*Problem details*. Repeat exactly the lines from the start of the records below through the line that contains "The original .doc", including both.

*Data shown*.
PR #1206, opened 2022-07-02
Convert Cyan docs from Word to Markdown

dgelessus:
This way they can be read and (theoretically) edited more easily. No changes to the actual content, only a few adjustments where the original formatting cannot be faithfully reproduced in Markdown.

The original .doc files have modification times from 2002 (Distributor.doc) and 2001 (Resource Manager.doc), so the content is going to be a bit outdated. I don't know the engine well enough to tell *how* outdated they are exactly, but I'm assuming that the general concepts have remained somewhat similar, so these docs hopefully aren't entirely useless.

I also went ahead and deleted ~~ReleaseNotes.txt (which has no real content) and~~ "sound cones.htm" (which seems to be an old copy of a DirectX doc page that can be easily found online).


dgelessus:
Oh, the ReleaseNotes.txt is used by the build? I didn't know that - I assumed that Docs was really just documentation and not data files for the game. In that case, perhaps the ReleaseNotes.txt should be moved under Scripts instead?

Docs/Resource Manager.md
```diff
@@ -0,0 +1,308 @@
...
+* Receive from the Resource Manager a plKey that other objects will know how to request.
+* Interact with non-procedural assets normally.
+* UnRegister from the Resource Manager at any time.
+* If still registered, delete at shutdown via the normal dependency mechanism.
+
+#### Identifiers Across Source Asset Files
+
+Again because the UOID’s are generated at scene conversion time,
+there is currently no way for an object in one source Max file to reference an object in another Max file.
+The requirement is that the Age/Chapter/Page/ClassID/&lt;string identifier> of an object may be efficiently converted at run-time into a plKey for the object.
```
Hoikas, line 167:
```suggestion
The requirement is that the Age/Chapter/Page/ClassID/<string identifier> of an object may be efficiently converted at run-time into a plKey for the object.
```

Docs/Resource Manager.md
```diff
@@ -0,0 +1,308 @@
+## Resource Manager
+
+### Functional Overview
+
+The Resource Manager processes requests for assets,
+finds those assets in memory, disk cache, or from network servers,
+and notifies the requestor when that asset is available.
+It is also responsible for notifying users of an asset when that asset is no longer available.
```
Hoikas, line 8: What's the deal with the odd newline placement?

Docs/Resource Manager.md
dgelessus: Escaping the `<` as `&lt;` is necessary because Markdown supports inline HTML. Perhaps not all Markdown parsers implement this consistently, but at least GitHub and IntelliJ's parsers recognize `<string identifier>` as an HTML tag, so it becomes invisible if the `<` isn't escaped like this.

Docs/Resource Manager.md
dgelessus: For freetext documentation like this, I try to put the line breaks at the end of each sentence (and after commas if the sentence is long). Compared to always wrapping at a fixed column, this works better with version control - changing a few words doesn't require you to rewrap the entire remaining paragraph (which leads to unnecessary changes in merges and `git blame`). In the rendered output, it looks the same either way, because single newlines are ignored by Markdown.

But if you prefer, I can rewrap everything to a fixed column width. (How many columns do we use here usually?)

Docs/Resource Manager.md
Hoikas: In that case, let's escape both brackets to make it clearer that it's not an error 😄

Docs/Resource Manager.md
Hoikas: I think you have a good point. I'm not sure what the answer is here. README.md seems to break at 80 columns while CONTRIBUTING.md doesn't break, ever. Any thoughts @Deledrius, @dpogue?

dpogue: 80 columns is really nice for reading in the terminal, and &mdash; as @dgelessus mentioned &mdash; is absolutely terrible for rewording or editing anything because you have to redo all the line breaks.
These docs are mostly historical and unlikely to change, so maybe that's fine?

Having each paragraph on its own line is the other alternative I usually tend towards. Most reasonable editors will wrap it, so you can just size your editor to how wide you want it to be for comfortable reading.

Hoikas: Based on the discussion, I think this would be better if the line breaks were changed to occur around 80 columns. Thanks for converting these documents to markdown for us!

Hoikas (approved):
Thanks again for converting these documents!

PR #1213, opened 2022-07-07
Update gtest to 1.12.1

dpogue:
https://github.com/google/googletest/releases/tag/release-1.12.1


dpogue:
I was hoping this would get rid of all those CMake policy warnings, but apparently not 🙃

Hoikas (approved):

PR #1218, opened 2022-07-10
Fixing plSplineEaseCurve asserts on Mac

colincornaby:
This one is gonna be a bit weird. macOS (and maybe Linux in the future) is tripping the assert on 331 repeatedly. There is a key difference between macOS and Windows on the line I changed.

M_PI as a float is 3.14159274. hsConstants::pi<float> is also 3.14159274.

acos(-1.0f) should be Pi. And on Windows acos(-1.0f) is:
3.14159274.

Makes sense. But on macOS, acos(-1.0f) is instead:
3.1415925

I don't know why. It's a big enough change it moves around this function and trips the assert.

Basically the best solution seems to be to force the acos to be done as a double, and then downcast that into a float. That's the same way hsConstants::pi<float> converts it's value down to float.

`(float)acos(double(R / sqrt(Q3)))` properly resolves to 3.14159274. Even though it's stored in a double, we need the actual values precision to be consistent for things to line up with the float values.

*Solved exercise*.
PR #1206, opened 2022-07-02
Convert Cyan docs from Word to Markdown

dgelessus:
This way they can be read and (theoretically) edited more easily. No changes to the actual content, only a few adjustments where the original formatting cannot be faithfully reproduced in Markdown.

The original .doc files have modification times from 2002 (Distributor.doc) and 2001 (Resource Manager.doc), so the content is going to be a bit outdated. I don't know the engine well enough to tell *how* outdated they are exactly, but I'm assuming that the general concepts have remained somewhat similar, so these docs hopefully aren't entirely useless.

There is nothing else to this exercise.